# Work item
Go line by line through the entries and show those that hold the string "memory".

(Stored data)
Issue #33, opened 2019-08-19
delete/trash stopped working properly after PR


tomholub:
@RomanKovalchuk2019 

After #32 landed, the "trash" icon will no longer move mail to trash folder. Maybe it does something? But I'm not sure what.

When I click it on a particular message, I expect it will say "Moved to trash" and show inbox, without that message. Instead, it stays in message view. If I click trash again, nothing happens again. I can go back to inbox, refresh it and still see the message. Then I can open it again, click trash again, and nothing happens.

If I kill the app and retry, the trash icon on that message still does nothing.

This used to work.

PR #42, opened 2019-08-20
Changed target of trash button

RomanKovalchuk2019:
issue #33


FlowCrypt.xcodeproj/project.pbxproj
```diff
@@ -831,7 +831,7 @@
 				"CODE_SIGN_IDENTITY[sdk=iphoneos*]" = "iPhone Developer";
 				COPY_PHASE_STRIP = NO;
 				DEBUG_INFORMATION_FORMAT = dwarf;
-				ENABLE_BITCODE = YES;
+				ENABLE_BITCODE = NO;
```
tomholub: What is the reason to disable bitcode in development?

FlowCrypt.xcodeproj/project.pbxproj
```diff
@@ -892,7 +892,7 @@
 				"CODE_SIGN_IDENTITY[sdk=iphoneos*]" = "iPhone Developer";
 				COPY_PHASE_STRIP = NO;
 				DEBUG_INFORMATION_FORMAT = "dwarf-with-dsym";
-				ENABLE_BITCODE = YES;
+				ENABLE_BITCODE = NO;
```
tomholub: Releases should definitely have bitcode enabled, unless you have reason to disable them - in which case please let me know.

FlowCrypt.xcodeproj/project.pbxproj
RomanKovalchuk2019: I changed it, because I can not run tests. I have an error that says bitcode and bundle could not be used together.

tomholub: Interesting. I will revert this change for now (bitcode is a good thing to have for debugging), and later we can take a look at what causes the issues with tests, in another issue.

Issue #39, opened 2019-08-20
do not use force unwraping unnecessarily


tomholub:
> do not use force unwraping(let userInfo: NSDictionary = notification.userInfo! as NSDictionary) and so on

PR #44, opened 2019-08-20
Replace force unwraping

Kharchevskyi:
Resolve Issues

- https://github.com/FlowCrypt/flowcrypt-ios/issues/39
- https://github.com/FlowCrypt/flowcrypt-ios/issues/36

_(2 hours)_


FlowCrypt/Extensions/URLSessionExtension.swift
```diff
@@ -18,19 +18,27 @@ struct HttpErr: Error {
...
+                let status = res?.statusCode ?? Constants.Global.generalError
+
+                print("URLSession.call status:\(status) ms:\(start.millisecondsSince()) \(urlRequest.url?.absoluteString ?? "??")")
+
+                let validStatusCode = 200...299
+                let isCodeVaild = validStatusCode ~= status || tolerateStatus?.contains(status)
+                let isValidResonse = error == nil && isCodeVaild
+
+                if let data = data, isValidResonse {
+                    resolve(HttpRes(status: status, data: data!))
```
tomholub: My xcode is showing many different errors across the codebase now, for example:
image

Should I update some settings, etc?

FlowCrypt/Controllers/Compose/ComposeViewController.swift
```diff
@@ -148,7 +148,7 @@ class ComposeViewController: BaseViewController {
             : txtSubject.text ?? "(no subject)"
 
         let from = GoogleApi.instance.getEmail()
-        let replyToMimeMsg = replyToMime.map { String(data: $0, encoding: .utf8) }
+        let replyToMimeMsg = replyToMime.flatMap { String(data: $0, encoding: .utf8) }
```
tomholub: Curious why the flatMap here?

Kharchevskyi: because `String(data: $0, encoding: .utf8)` will return you optional `Data?` in case it would be replyToMime.map {   }, your replyToMimeMsg will be: `String??` 
flatMap will flattened failable init for you

tomholub: Oh so flatMap gets rid of optionals?

PR #49, opened 2019-08-21
refactored order of class params

RomanKovalchuk2019:
All folder names is capitalized now


tomholub:
I would actually prefer to not capitalize them, for consistency with our Android app

RomanKovalchuk2019:
Ok. I will remove capitalization then, and please close issue 29 after that

tomholub:
It looks like master meanwhile already received exactly the same change (so after merging changes from master, there is no change). So I will go ahead and close this.

Issue #40, opened 2019-08-20
retain cycle - memory leak?


tomholub:
> there are few places where you have retain cycle.
> Your viewcontrollers would never dealocated

Issue #38, opened 2019-08-20
refactor view controller setup to follow best practices


tomholub:
- [x] fix menu closing bug

Issue #37, opened 2019-08-20
use private func and private var


tomholub:
where appropriate

PR #57, opened 2019-08-21
Project refactoring

Kharchevskyi:
- refactored MyMenuTableViewController
- refactored Message view controller 
   - replaced memory leaks
   - added error handling
   - added db service
   - refactored ui setup 
- refactored InboxViewController
   - refactored ui setup 
   - replaced memory leaks 
-refactored SignInViewController
   - replaced memory leak
- use `final` in classes
- use private/internal access levels
- added Then extension 
- minor updates
- added extensions for step by step replacing BaseViewController

https://github.com/FlowCrypt/flowcrypt-ios/issues/40
https://github.com/FlowCrypt/flowcrypt-ios/issues/38
https://github.com/FlowCrypt/flowcrypt-ios/issues/37

_9 hours_


tomholub:
#38

FlowCrypt/Controllers/SignIn/SignInViewController.swift
```diff
@@ -19,19 +21,22 @@ final class SignInViewController: BaseViewController {
...
     }
 
     // MARK: - Events
     @IBAction func signInWithGmailButtonPressed(_ sender: Any) {
-        async({ try await(GoogleApi.instance.signIn(viewController: self)) }, then: { [weak self] user in
-            self?.performSegue(withIdentifier: "RecoverSegue", sender: nil)
-        })
+        showSpinner()
+        googleAPI.signIn(viewController: self)
+            .then(on: .main) { [weak self] _ in
```
tomholub: when `googleAPI.signin()` returns a failed promise, how would that be handled?

tomholub: From the code, it seems it would get stuck with a spinner running forever.

Kharchevskyi: It should be somehow handled. But it wasn't handled before, so it's up to you. 
I will just remove spinner for now(see next commit, it still `wip`)

tomholub: It was handled before, every time any promise was used.

```Swift
        async({ try await(GoogleApi.instance.signIn(viewController: self)) }, then: { [weak self] user in
            self?.performSegue(withIdentifier: "RecoverSegue", sender: nil)
        })
```
This will call a method that has a default `fail` to hide spinner and show error alert, I think.

tomholub: If you don't like the `async` convenience thing for any reason, you'll have to make sure to manually decide what to do every time there's an error. Most of the time, it's appropriate to tell the user - that's why I had a method for it that does that.

Kharchevskyi: Yes but in this code you have a lot of memory leaks. 
self was captured in at least one time. 
Also in case of self is already nil async operation will cause app to crash

tomholub: Sure, I'm happy for all of that to get cleaned up.

In the previous code, all promise errors were handled, and this is something to be careful to preserve after the refactor, too.

Here's the async method it was calling: 

```Swift
    func async<T>(_ work: @escaping () throws -> T, then: @escaping (T) throws -> Void, fail alertMsg: String = "Action failed") {
        self.async(work, then: then, fail: { error in self.showErrAlert("\(alertMsg)\n\n \(error)") })
    }
```
Notice the default error handler. `showErrAlert` will also hide spinner, so this will be very convenient in 99% of error situations.

Everywhere you do a `.then`, you _have_  to do `.catch`, else you're silently dropping errors. 

So it would look something like:
```Swift
        googleAPI.signIn(viewController: self)
            .then(on: .main) { [weak self] result in ... }
            .catch(on: .main) { [weak self] error in self.showErrAlert("\(alertMsg)\n\n \(error)") }
```
as an example.

Kharchevskyi: This `async` func has side effects which better to avoid. 
Also better to use composition over inheritance, so try not to use BaseViewControllers and so on
Same with retain cycles/memory leaks. It will cause your app to crashes

tomholub: I agree with all of that. Please do it in a way that no promise rejections are silently dropped :+1:

Kharchevskyi:
Also there are a lot of memory leaks inside `Imap` and `GoogleApi` services. Better to refactor them as well

tomholub:
Do you want to also do that in this PR or another one?

FlowCrypt/Common/Constants.swift
```diff
@@ -18,6 +18,12 @@ enum Constants {
         }
     }
 
+    static let inboxDateFormatter: DateFormatter = {
```
tomholub: I think this one is unused & should be removed (unless I'm wrong). Now we use `convertDate` below.

tomholub:
And a test failure:

image

FlowCrypt/Controllers/SignIn/SignInViewController.swift
```diff
@@ -19,19 +21,25 @@ class SignInViewController: BaseViewController {
...
+                self?.hideSpinner()
+                self?.performSegue(withIdentifier: "RecoverSegue", sender: nil)
+            }
+            .catch(on: .main) { [weak self] _ in
+                self?.hideSpinner()
```
tomholub: Here it should also show alert to the user like before.

FlowCrypt/Core/Core Services/DataBaseService.swift
```diff
@@ -0,0 +1,42 @@
...
+
+protocol DataBaseService {
+    func save(message data: Data, isEmail: Bool) -> Promise<CoreRes.ParseDecryptMsg>
+}
+
+struct RealmDataBaseService: DataBaseService {
+    static let shared = RealmDataBaseService()
+
+    func save(message data: Data, isEmail: Bool) -> Promise<CoreRes.ParseDecryptMsg> {
+        return Promise { resolve, reject in
```
tomholub: Same comment as above, plus:
1) This does not need to return a Promise. There's no async functionality here. Promises are useful in situations where we need to handle a callback, with an escaping closure, and want to avoid callback hell. No callbacks here -> no need for Promises.
2) Don't hide decryption in a function that has nothing to do with it (save)
3) Don't call it `save` if there is nothing being saved

I recommend to delete this file completely, and put:
```Swift
            let realm = try Realm()
            let keys = PrvKeyInfo.from(realm: realm.objects(KeyInfo.self))
            let decrypted = try Core.parseDecryptMsg(
              encrypted: data,
              keys: keys,
              msgPwd: nil,
              isEmail: isEmail
           )
```
Into `MsgViewController` where it belongs.

There should not be a need for do/catch either, because you can `try` things inside a promise `.then` (in MsgViewController), and any thrown errors should then surface to `.catch`.

FlowCrypt/Controllers/Msg/MsgViewController.swift
```diff
@@ -7,179 +7,223 @@ import MBProgressHUD
...
+// MARK: - Message
+extension MsgViewController {
+    private func fetchMessage() {
+        guard let input = input else { return }
+        showSpinner(Language.loading, isUserInteractionEnabled: true)
+        imap.fetchMsg(message: input.objMessage, folder: input.path)
+            .then { [weak self] data -> Promise<CoreRes.ParseDecryptMsg> in
+                guard let self = self else { return Promise(ImapError.general) }
+                self.input?.bodyMessage = data
+                return self.db.save(message: data, isEmail: true)
```
tomholub: This looks wrong:
 - there is no need to save the message anywhere (yet)
 - the `db.save` method is not saving anything anyway, it is only loading private keys from db and decrypting
 - it should be VERY obvious that we are decrypting a message, `self.db.save` is a complete mismatch in terms of naming

Just decrypt it right here, as before.

FlowCrypt/Core/Core Services/MailDestinations.swift
```diff
@@ -0,0 +1,21 @@
...
+
+import Foundation
+
+enum MailDestination {
+    enum Gmail {
+        case trash
+
+        var path: String {
+            switch self {
+            case .trash: return "[Gmail]/Trash"
```
tomholub: For now OK, but in the future we will support more different email providers, and every email provider may call it something else :) ..

tomholub:
- [ ] mark as read doesn't work

tomholub:
- [ ] decrypt err showing different info than before

tomholub:
+2 hrs

tomholub:
@Kharchevskyi Later please take a look at my commits above and let me know if you have any comments

PR #61, opened 2019-08-22
issue 15 17 inbox refresh - squashed

tomholub:
#15 #17 
I squashed the commits from #59 into another branch in an attempt to be able to compare the code diff comfortably.

Issue #17, opened 2019-07-27
pull down inbox to refresh


tomholub:
Eg when I know I'm expecting a message, I intuitively keep pulling down

Issue #15, opened 2019-07-27
increase (double?) amount of loaded messages in inbox


tomholub:
currently can only see the very last few messages

PR #62, opened 2019-08-22
issue #15 #17 inbox refresh - squashed (#61)

tomholub:
#15 #17 

Code contributed by RomanKovalchuk2019 

* Changed folder naming

* All folder names is capitalized now

* Added toast for btn attach tap

* Removed capitalization

* Changed converter

* Added pull to refresh

* Changed number of loads

* Changed max number of messages

* Fixed unread status change on inbox

* Code refactoring

### DIFF
--- a/FlowCrypt/Common/Constants.swift
+++ b/FlowCrypt/Common/Constants.swift
@@ -11,7 +11,6 @@ enum Constants {
     // TODO: Anton - Use Themes instead of Constants
     static let NUMBER_OF_MESSAGES_TO_LOAD = 20
 
-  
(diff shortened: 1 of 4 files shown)


RomanKovalchuk2019:
Thank you, about refactoring my code

tomholub:
The change itself works well. The only issue was that the user would not see if there was error - I think it's better to surface errors to user, so that they know what's going on (eg no internet).

I've added an alert on error here: https://github.com/FlowCrypt/flowcrypt-ios/pull/62/commits/538e572b608e4c175e4e2085502bc6cd3a8f9b72

Issue #67, opened 2019-08-23
update core to latest version


tomholub:
the latest one uses `isFullyDecrypted` / `isFullyEncrypted` instead of `isDecrypted`.

![image](https://user-images.githubusercontent.com/6306961/63620854-ff1e4c80-c5e1-11e9-93ff-834c7cec5083.png)

after #57 lands

PR #70, opened 2019-08-25
issue 67 update core + check that imported key isFullyEncrypted

tomholub:
#67 
1 hour


tomholub:
I'll merge it today without your review, but please take a look and let me know if there are problems, in which case we can fix them in another PR.

PR #74, opened 2019-08-25
issue 30 retry imap connection drop

### LINKED ISSUE #30: stable connection could not be established
eg when opening a message

currently it just alerts

there should be a common handling mechanism for these errors, probably a retry/cancel button

tomholub:
fixes #30 
30 minutes

### DIFF
--- a/FlowCrypt/Common/Imap.swift
+++ b/FlowCrypt/Common/Imap.swift
@@ -23,7 +23,7 @@ final class Imap {
     struct EmptyError: Error {}
     private typealias ReqKind = MCOIMAPMessagesRequestKind
     private typealias Err = MCOErrorCode
-    private var lastErr: [String: Err] = []
+    private var lastErr: [String: Err] = [:]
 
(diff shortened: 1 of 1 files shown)


FlowCrypt/Common/Imap.swift
```diff
@@ -22,7 +22,8 @@ final class Imap {
 
     struct EmptyError: Error {}
     private typealias ReqKind = MCOIMAPMessagesRequestKind
-    private var lastErr = [String: MCOErrorCode]();
+    private typealias Err = MCOErrorCode
+    private var lastErr = [String: Err]();
```
Kharchevskyi: minor, but complier better. and remove `;` 
`private var lastErr: [String: Err] = []`

tomholub: Ah, ok!

tomholub: It seems like it wants `[:]`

# Completed exercise
retain cycle - memory leak?
   - replaced memory leaks
   - replaced memory leaks 
   - replaced memory leak
Kharchevskyi: Yes but in this code you have a lot of memory leaks. 
Same with retain cycles/memory leaks. It will cause your app to crashes
Also there are a lot of memory leaks inside `Imap` and `GoogleApi` services. Better to refactor them as well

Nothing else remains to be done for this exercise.